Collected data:
· · ·
PR #1385, opened 2025-07-31
PB-1875: links with pre-selected features do not center correctly

ltkum:
- Issue: In some occasions, opening a link containing both a center and pre-selected features would prioritize centering on the features rather than centering on the pre-established center. This would only occur at startup. Once the application is running, changing the URL to the one we want would set all parameters correctly

- Cause: On startup, we go through the store sync loop multiple times, and at one point, we set the features after the center, and thus override the center parameter

- Fix: If there is a `center` parameter in the query, we don't set the center on the features extent.

[Test link](https://sys-map.dev.bgdi.ch/preview/fix-pb-1875-wrong-center-on-startup-with-selected-layers/index.html)

### DIFF
--- a/packages/mapviewer/tests/cypress/support/intercepts.js
+++ b/packages/mapviewer/tests/cypress/support/intercepts.js
@@ -250,8 +250,11 @@ let lastIdentifiedFeatures = []
  *
  * Features IDs will start from 1 + offset (if an offset is given) and coordinates will be randomly
  * selected within the LV95 extent (or within the selection box, if one is given).
+ *
+ * @param coordinates {[Number, Number] | undefined} : if this is set, the coordinates of each
+ *   feature generated is set to the given coordinates rather than random coordinates.
  */
-const addFeatureIdentificationIntercepts = () => {
+export function addFeatureIdentificationIntercepts(coordinates) {
     let featureTemplate = {}
     let featureDetailTemplate = {}
     cy.fixture('features/features.fixture').then((featuresFixture) => {
@@ -356,7 +359,7 @@ const addFeatureIdentificationIntercepts = () => {
                     featureDetail.bbox = [...coordinate, ...coordinate]
                     featureDetail.geometry.coordinates = [coordinate]
                 } else {
-                    const randomCoordinate = [
+                    const randomCoordinate = coordinates ?? [
                         Cypress._.random(LV95.bounds.lowerX, LV95.bounds.upperX),
                         Cypress._.random(LV95.bounds.lowerY, LV95.bounds.upperY),
                     ]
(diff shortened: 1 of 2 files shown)


pakb (commented):
A little test to cover this new addition?

pakb (commented):
AFAIK you aren't really testing what you changed in the code here, please change the test so that you test that:

- The map centers on a (single) feature when it is loaded with a pre-selected layer feature, and without defining a center param
- The map loads the view on the center param, even if the feature is also declared alongside it

packages/mapviewer/tests/cypress/support/intercepts.js
```diff
@@ -251,7 +251,7 @@ let lastIdentifiedFeatures = []
  * Features IDs will start from 1 + offset (if an offset is given) and coordinates will be randomly
  * selected within the LV95 extent (or within the selection box, if one is given).
  */
-const addFeatureIdentificationIntercepts = () => {
+export function addFeatureIdentificationIntercepts(coordinates) {
```
pakb, line 257: little addition to the JSDoc to explain what that is please 😉

packages/mapviewer/tests/cypress/tests-e2e/featureSelection.cy.js
```diff
@@ -69,21 +71,37 @@ describe('Testing the feature selection', () => {
...
+        function goToMapViewWithFeatureSelection(
+            featureInfoPosition = null,
+            featureCoordinates = null
+        ) {
             const params = {
                 layers: `${standardLayer}@features=1:2:3:4:5:6:7:8:9:10`,
             }
+            if (featureCoordinates) {
+                addFeatureIdentificationIntercepts(featureCoordinates)
+            }
```
pakb: I don't think this is necessary, you are already overwriting the default fixture when calling `goToMapView`

packages/mapviewer/tests/cypress/tests-e2e/featureSelection.cy.js
```diff
@@ -97,6 +115,31 @@ describe('Testing the feature selection', () => {
             checkFeatures()
             checkFeatureInfoPosition(FeatureInfoPositions.BOTTOMPANEL)
         })
+        it('Centers correctly the map when pre-selected features are present', () => {
+            cy.log('We ensure that when no center is defined, we are on the center of the extent')
+            const preDefinedCenter = [2671500, 1190000]
+
+            goToMapViewWithFeatureSelection(FeatureInfoPositions.NONE, preDefinedCenter)
```
pakb: As you are only using this function here (and only once), it might make it easier to read if you just did everything the function is doing right here, minus all the if...else logic because you only have one use case

packages/mapviewer/tests/cypress/tests-e2e/featureSelection.cy.js
ltkum: it is indeed not necessary. this was a remnant of code.

PR #1393, opened 2025-08-19
PB-1383: Enhances TS type generation and ESLint rules

pakb:
each module now only exports one `*.d.ts` file at the root of its dist folder (thanks to @microsoft/api-extractor package, used by unplugin-dts)

Use lib '@tmcw/togeojson' instead of mapbox equivalent as it comes with type definition for TS

disabling TS option composite for mapviewer, as it breaks Vite alias import (`@/...`) when the TS compiler goes through a JS file. Keeping composite enabled on packages that are already 100% TS, as it works fine in this case

[Test link](https://sys-map.dev.bgdi.ch/preview/feat-pb-1383-better-ts-type-export/index.html)


schtibe (approved):
LGTM :fire:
· · ·
#### WORK ITEM:
Only a number is wanted here: how many lines of the records above include the string "type"?

#### RESPONSE TO THIS EXERCISE:
3